===== INFORMATION
PR #10, opened 2020-06-05
Adds a couple of examples

adayton1:
This pull request adds examples of using a STREAM_LOOP and a SCAN_LOOP.

### DIFF
--- a/examples/ScanLoop.cpp
+++ b/examples/ScanLoop.cpp
@@ -53,7 +53,9 @@ int main(int, char**) {
    // Set the size
    int size2 = 1000;
 
-   // Allocate memory on the host and device using a CARE wrapper around a CHAI container
+   // Allocate memory on the host and device using a CARE wrapper around a CHAI container.
+   // This object can be used on both the host and device, so it can be used in a
+   // LOOP_STREAM. Raw arrays should not be used inside a LOOP_STREAM.
    care::host_device_ptr<int> data2(size2);
 
    // Set a conditional
--- a/examples/ScanLoop.cpp
+++ b/examples/ScanLoop.cpp
@@ -1,0 +1,58 @@
+// This macro needs to be defined before including care/care.h,
+// which allows you to port a file at a time. Without this define,
+// LOOP_STREAM will run on the CPU. With this define, LOOP_STREAM
+// will run on the GPU only if you built with CUDA enabled. Otherwise,
+// if CUDA is disabled, it will default back to running on the host.
+#define GPU_ACTIVE
+
+// CARE library header
+#include "care/care.h"
+#include "care/scan.h"
+
+// Std library headers
+#include <iostream>
+#include <vector>
+
+int main(int, char**) {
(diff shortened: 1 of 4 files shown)


examples/ScanLoop.cpp
```diff
@@ -0,0 +1,65 @@
...
+
+int main(int, char**) {
+   // Normal code
+   int size = 1000;
+   std::vector<int> data;
+
+   int threshold = 420;
+
+   for (int i = 0; i < size; ++i) {
+      int value = i * i;
```
dtaller, line 31: Since this is under examples, I would be very generous with comments. Make comments as if you are explaining to code to someone who has never seen RAJA or care .

examples/ScanLoop.cpp
```diff
@@ -0,0 +1,65 @@
...
+      if (value < threshold) { 
+         data.push_back(value);
+      }
+   }
+
+   std::cout << "CPU count: " << data.size() << std::endl;
+
+   // Ported code
+   int size2 = 1000;
+   care::host_device_ptr<int> data2(size2);
```
dtaller, line 42: Comment on why you are creating a host_device pointer, which can has data on both the GPU and CPU. Without this, the SCAN_LOOP would be invalid, you can't use a regular c array etc etc

examples/ScanLoop.cpp
```diff
@@ -0,0 +1,65 @@
...
+
+   int count = 0;
+   int threshold2 = 420;
+
+   SCAN_LOOP(i, 0, size2, pos, count, i * i < threshold2) {
+      data2[pos] = i * i;
```
dtaller, line 48: Comment on each argument of the SCAN LOOP, what the purpose is. Since this is under examples, explain even basic things thoroughly

examples/StreamLoop.cpp
```diff
@@ -0,0 +1,60 @@
...
+
+   int max = *std::max_element(data.begin(), data.end());
+   std::cout << "CPU max: " << max << std::endl;
+
+   // Ported code
+   int size2 = 1000;
+   care::host_device_ptr<int> data2(size2);
+
+   LOOP_STREAM(i, 0, size2) {
+      data2[i] = i * i;
```
dtaller, line 42: Likewise in this file and elsewhere, be very generous with comments in examples

examples/ScanLoop.cpp
adayton1: Done.

examples/ScanLoop.cpp
adayton1: Done.

examples/ScanLoop.cpp
adayton1: Provided the equivalent code so they can understand what the macro is doing.

examples/StreamLoop.cpp
adayton1: Done.

PR #14, opened 2020-06-23
Add BLT submodule

adayton1:
If BLT_SOURCE_DIR is set, use the external BLT indicated. Otherwise, use the git submodule.


adayton1:
Host codes are using BLT v0.3.0.

PR #17, opened 2020-07-06
Add git submodules for dependencies

adayton1:
This pull request adds git submodules for dependencies.


CMakeLists.txt
```diff
@@ -18,19 +18,77 @@ option(ENABLE_MPI "Build MPI support" OFF)
...
-set(camp_DIR "" CACHE PATH "Path to external campConfig.cmake or camp-config.cmake")
+
+# TODO: When RAJA is updated past v0.11.0, camp_DIR should point to the
+#       directory containing campConfig.cmake or camp-config.cmake.
+#       Update the variable documentation to reflect that change.
+set(camp_DIR "" CACHE PATH "Path to external CAMP (top level of the install or source directory)")
+
+set(umpire_DIR "" CACHE PATH "Path to external umpireConfig.cmake or umpire-config.cmake")
+set(raja_DIR "" CACHE PATH "Path to external rajaConfig.cmake or raja-config.cmake")
+set(chai_DIR "" CACHE PATH "Path to external chaiConfig.cmake or chai-config.cmake")
```
dtaller, line 54: why are these lower case (chai_DIR)? Wouldn't uppercase be more consistent with other options (CHAI_DIR) ?

cmake/SetupLibraries.cmake
```diff
@@ -28,72 +28,6 @@ else()
     set(CARE_HAVE_BASIL "0" CACHE STRING "")
 endif()
 
-################################
-# UMPIRE
-################################
-if (UMPIRE_DIR)
-    include(cmake/libraries/Findumpire.cmake)
```
dtaller, line 35: If the user wants to have an external umpire (like if we are compiling ale3d), will things still work? Or does it only work with umpire as a submodule?

CMakeLists.txt
adayton1: This is actually a cmake thing. If you specify chai_DIR and call find_package(chai), it will look for chaiConfig.cmake or chai-config.cmake in the directory pointed to by chai_DIR. In this situation it is case sensitive.

cmake/SetupLibraries.cmake
adayton1: It should work to use an external library in place of all the submodules. The paths for umpire_DIR, chai_DIR, etc..., need to actually point to the directory containing umpire-config.cmake, chaiConfig.cmake, etc....

CMakeLists.txt
adayton1: `make install` in CHAI creates chaiConfig.cmake instead of CHAIConfig.cmake, so we need to use the lower case version.

cmake/SetupLibraries.cmake
dtaller: Do you think it would make sense to have CHAI_DIR etc for external users to be consistent with how other options and other packages work, and then copy those values to chai_DIR internally?

adayton1:
I merged in develop.

CMakeLists.txt
dtaller: Do you think it would make sense to have CHAI_DIR etc for external users to be consistent with how other options and other packages work, and then copy those values to chai_DIR internally?

cmake/SetupLibraries.cmake
adayton1: I've made it so we can use CHAI_DIR or chai_DIR.

CMakeLists.txt
adayton1: I've made it so we can use CHAI_DIR or chai_DIR.

src/care/host_device_ptr.h
```diff
@@ -398,6 +398,7 @@ namespace care {
       }
    }; // class host_device_ptr
 
+#if !defined(CARE_ENABLE_IMPLICIT_CONVERSIONS)
    /////////////////////////////////////////////////////////////////////////////////
```
dtaller, line 402: Two things: 1) I wouldn't surround this by CARE_ENABLE_IMPLICIT_CONVERSIONS, this function could be used to print a host_device_ptr in any case
2) In the description below, could you please change "this line is needed for..." to "this function is needed for..."

src/care/host_ptr.h
```diff
@@ -69,12 +69,15 @@ namespace care {
                    typename std::enable_if<B, int>::type = 1>
          host_ptr<T>(host_ptr<T_non_const> const &ptr) noexcept : m_ptr(ptr.data()) {}
 
+         // TODO: We can probably just use .data in the future, but some
+         // packages that depend on CARE use an older version of CHAI.
+#if !defined(CARE_ENABLE_IMPLICIT_CONVERSIONS)
          ///
```
dtaller, line 75: I wonder if we really need both cases here? We could probably just use host_ptr(chai::ManagedArray<T> const &ptr) : m_ptr(ptr.data()) {} in both cases regardless of if implicit conversions are on and off, would work the same and be less maintenance. Just have a comment explaining why you have .data() instead

dtaller: Nevermind, missed the comment above

src/care/host_device_ptr.h
dtaller: Actually you can ignore (1), but add a TODO comment to remove the CARE_ENABLE_IMPLICIT_CONVERSIONS when chai is updated

src/care/host_ptr.h
adayton1: So the .data method is in CHAI develop, but there is no CHAI release that contains it. That's why I'm hesitant to unconditionally use it. Most people stick to a tagged release of CHAI, in which case using the .data method will cause build failures. I do have a comment on lines 72-74 about that. But using CARE_ENABLE_IMPLICIT_CONVERSIONS is probably not the right thing to do. I may have to do something based on the version number or use the getPointer method instead since that was present in v2.1.1 (the latest release).

adayton1: I decided to use .getPointer and added a comment about updating to .data when the next release of CHAI occurs.

src/care/host_device_ptr.h
adayton1: (1) I removed the macro guard but used .getPointer instead of .data since there's no tagged release of chai with the .data method in it yet.
(2) Fixed.

PR #20, opened 2020-07-14
feature/dtaller/disableimplicit

dtaller:
Adds option to disable implicit conversions between host_device_ptr and raw arrays. These often cause errors when data is copied to/from the device.

EDIT: After discussions with Alan, we decided to leave implicit conversions on for host_ptrs for the time being. That could be fixed in a future update. Allowing implicit conversions for host_ptr is less dangerous because we don't copy data from host/device.

This pull request is related to the pull request https://github.com/LLNL/CHAI/pull/125/files/6bd5fe7e506432defe70582d4bf53a87122f1199..7820b09e38cb28f58bd5fff839275004770f3ece .

### DIFF
--- a/src/care/host_device_ptr.h
+++ b/src/care/host_device_ptr.h
@@ -72,6 +72,7 @@ namespace care {
       ///
       CARE_HOST_DEVICE host_device_ptr<T>(std::nullptr_t from) noexcept : MA (from) {}
 
+#if defined(CARE_ENABLE_IMPLICIT_CONVERSIONS)
       ///
       /// @author Peter Robinson
       ///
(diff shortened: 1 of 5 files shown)


src/care/host_device_ptr.h
```diff
@@ -396,6 +398,16 @@ namespace care {
       }
    }; // class host_device_ptr
 
+
+   // Prints host_device data to the given ostream. 
+   // When ENABLE_IMPLICIT_CONVERSIONS is off, this line is needed for the line 'using stream_insertion_t = decltype(std::cout << std::declval<T>());' in
```
adayton1, line 403: I'm impressed you figured this out in the midst of all those template shenanigans.

adayton1: Just use doxygen style comments - I have it set up so that we actually can generate documentation from the code.

dtaller: Added the comments in doxygen style, no problem. 

It took me a long while staring blankly at strange template error messages to figure that one out :D . But yes, I learned a bit, and Google helped a bit :D . Glad that is resolved!

PR #22, opened 2020-07-21
First pass at continuous integration

adayton1:
Adds a new workflow script to trigger build and test on pull requests

### DIFF
--- a/.github/workflows/ci.yml
+++ b/.github/workflows/ci.yml
@@ -1,8 +1,6 @@
 name: C/C++ CI
 
 on:
-  push:
-    branches: [ develop ]
   pull_request:
     branches: [ develop ]
 
@@ -20,6 +18,6 @@ jobs:
     - name: cmake
       run: cmake ../
     - name: make
-      run: make
+      run: make -j
     - name: make test
       run: make test
--- a/.github/workflows/ci.yml
+++ b/.github/workflows/ci.yml
@@ -10,17 +10,18 @@ jobs:
     runs-on: ubuntu-latest
 
     steps:
-    - uses: actions/checkout@v2
-    - name: init submodules
+    - name: Check out repository
+      uses: actions/checkout@v2
+    - name: Initialize submodules
       run: git submodule update --init
-    - name: build directory
+    - name: Make build directory
       run: mkdir build
-    - name: cmake
+    - name: Run cmake
       run: cmake ../
       working-directory: build
-    - name: make
+    - name: Run make
       run: make -j
       working-directory: build
-    - name: make test
+    - name: Run tests
       run: make test
       working-directory: build
--- a/.github/workflows/ci.yml
+++ b/.github/workflows/ci.yml
@@ -14,10 +14,13 @@ jobs:
     - name: init submodules
       run: git submodule update --init
     - name: build directory
-      run: mkdir build && cd build
+      run: mkdir build
     - name: cmake
       run: cmake ../
+      working_directory: build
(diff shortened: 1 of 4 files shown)


.github/workflows/ci.yml
```diff
@@ -0,0 +1,27 @@
...
+      run: mkdir build
+    - name: Run cmake
+      run: cmake ../
+      working-directory: build
+    - name: Run make
+      run: make -j
+      working-directory: build
+    - name: Run tests
+      run: make test
+      working-directory: build
```
dtaller, line 27: I would add another step for deletion of artifacts and files that this process creates. You could probably do a simple rm -rf for now, or if you want to be fancy there are options for dealing with artifacts like artifacts:expire_in : time in seconds before an artifact’s deletion ( https://docs.gitlab.com/ee/ci/pipelines/job_artifacts.html ).

src/care/host_device_ptr.h
```diff
@@ -409,10 +409,10 @@ namespace care {
    /// @return the output stream after printing
    /////////////////////////////////////////////////////////////////////////////////
    template<typename T>
-   std::ostream& operator<<(std::ostream& os, const host_device_ptr<T>& ptr) {
+   std::ostream& operator<<(std::ostream& os, host_device_ptr<T> ptr) {
```
dtaller, line 412: Add a TODO comment here saying that this can be reverted when we have a const version of these functions in chai

src/care/host_ptr.h
```diff
@@ -77,7 +77,7 @@ namespace care {
          ///
          /// Construct from chai::ManagedArray
          ///
-         host_ptr(chai::ManagedArray<T> const &ptr) : m_ptr(ptr.getPointer(chai::CPU)) {}
+         host_ptr(chai::ManagedArray<T> ptr) : m_ptr(ptr.getPointer(chai::CPU)) {}
```
dtaller, line 81: Likewise, add a TODO comment saying that this should be reverted to const in a future update of chai

src/care/host_ptr.h
```diff
@@ -86,7 +86,7 @@ namespace care {
          ///
          template <bool B = std::is_const<T>::value,
                    typename std::enable_if<B, int>::type = 1>
-         host_ptr<T>(chai::ManagedArray<T_non_const> const &ptr) : m_ptr(ptr.getPointer(chai::CPU)) {}
+         host_ptr<T>(chai::ManagedArray<T_non_const> ptr) : m_ptr(ptr.getPointer(chai::CPU)) {}
```
dtaller, line 90: Likewise, add a TODO comment saying that this should be reverted to const in a future update of chai . That way, we can just grep TODO when we next update chai and not miss anything

.github/workflows/ci.yml
adayton1: So github's process may be different than gitlab. But in either case I think everything in the working directory is deleted by default (including the cloned repository and it's subdirectories, which would include the created build directory). I think you specify artifacts if you want things to stay around. But just to be safe I added a remove of the build directory.

src/care/host_device_ptr.h
adayton1: Done.

src/care/host_ptr.h
adayton1: Done.

src/care/host_ptr.h
adayton1: Done.

PR #23, opened 2020-07-22
temporary fix for implicit cast build

dtaller:
In local pointer, we relied on implicit cast in constructor

### DIFF
--- a/src/care/local_ptr.h
+++ b/src/care/local_ptr.h
@@ -85,11 +85,15 @@ namespace care {
          CARE_HOST_DEVICE local_ptr<T>(host_ptr<T_non_const> const &ptr) noexcept : m_ptr(ptr) {}
 
          ///
+         /// TODO: When CHAI is updated, change the following constructors to ptr.data() instead of ptr.getPointer()
+         /// 
+
+         ///
          /// @author Peter Robinson
          ///
          /// Construct from chai::ManagedArray
          ///
-         CARE_HOST_DEVICE local_ptr<T>(chai::ManagedArray<T> const &ptr) : m_ptr(ptr) {}
+         CARE_HOST_DEVICE local_ptr<T>(chai::ManagedArray<T> const &ptr) : m_ptr(ptr.getPointer(chai::CPU)) {}
 
          ///
          /// @author Peter Robinson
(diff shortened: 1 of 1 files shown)


src/care/local_ptr.h
```diff
@@ -84,12 +84,16 @@ namespace care {
...
+         /// TODO: When CHAI is updated, change the following constructors to ptr.data() instead of ptr.getPointer()
+         /// 
+
          ///
          /// @author Peter Robinson
          ///
          /// Construct from chai::ManagedArray
          ///
-         CARE_HOST_DEVICE local_ptr<T>(chai::ManagedArray<T> const &ptr) : m_ptr(ptr) {}
+         CARE_HOST_DEVICE local_ptr<T>(chai::ManagedArray<T> const &ptr) : m_ptr(ptr.getPointer(chai::CPU)) {}
```
adayton1, line 96: Because this is a HOST_DEVICE function, you should use .data() with no parameters.

src/care/local_ptr.h
```diff
@@ -98,7 +102,7 @@ namespace care {
          ///
          template <bool B = std::is_const<T>::value,
                    typename std::enable_if<B, int>::type = 1>
-         CARE_HOST_DEVICE local_ptr<T>(chai::ManagedArray<T_non_const> const &ptr) : m_ptr(ptr) {}
+         CARE_HOST_DEVICE local_ptr<T>(chai::ManagedArray<T_non_const> const &ptr) : m_ptr(ptr.getPointer(chai::CPU)) {}
```
adayton1, line 105: Same here.

src/care/local_ptr.h
dtaller: Yes, that is true, but it will probably have to wait until CHAI is updated for that to happen. I will hold off on this for the time being

src/care/local_ptr.h
```diff
@@ -84,12 +84,16 @@ namespace care {
                    typename std::enable_if<B, int>::type = 1>
          CARE_HOST_DEVICE local_ptr<T>(host_ptr<T_non_const> const &ptr) noexcept : m_ptr(ptr) {}
 
+         ///
```
adayton1, line 87: Remove this comment and I will merge in your pull request.

PR #25, opened 2020-07-23
some fixes for disable implicit conversions

dtaller:


src/care/KeyValueSorter.h
```diff
@@ -1135,15 +1135,15 @@ class KeyValueSorter<T, RAJA::seq_exec> {
             std::sort(rawData, rawData + lsize, cmpKeys<T>);
 
             // Reallocate memory
-            if (m_keyValues) {
+            if (m_keyValues != nullptr) {
```
adayton1, line 1138: The `if (ptr)` pattern should not need to be changed.

src/care/KeyValueSorter.h
```diff
@@ -1206,7 +1206,7 @@ class KeyValueSorter<T, RAJA::seq_exec> {
       /// @return whether keys are allocated
       ///////////////////////////////////////////////////////////////////////////
       bool keysAllocated() const {
-         return m_keys ;
+         return m_keys != nullptr;
```
adayton1, line 1209: This is the pattern that is fine to change. I'm fine with either what you have here or `return (bool) m_keys`. What you have here is probably actually better (easier to see what is going on).

dtaller: I kept it as != nullptr, sounds good

src/care/KeyValueSorter.h
dtaller: Reverted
==========
* **PROBLEM DETAILS**:
From the entries above, extract every line where the word "shortened" appears.

* **ANSWER TO THIS TASK**:
(diff shortened: 1 of 4 files shown)
(diff shortened: 1 of 5 files shown)
(diff shortened: 1 of 4 files shown)
(diff shortened: 1 of 1 files shown)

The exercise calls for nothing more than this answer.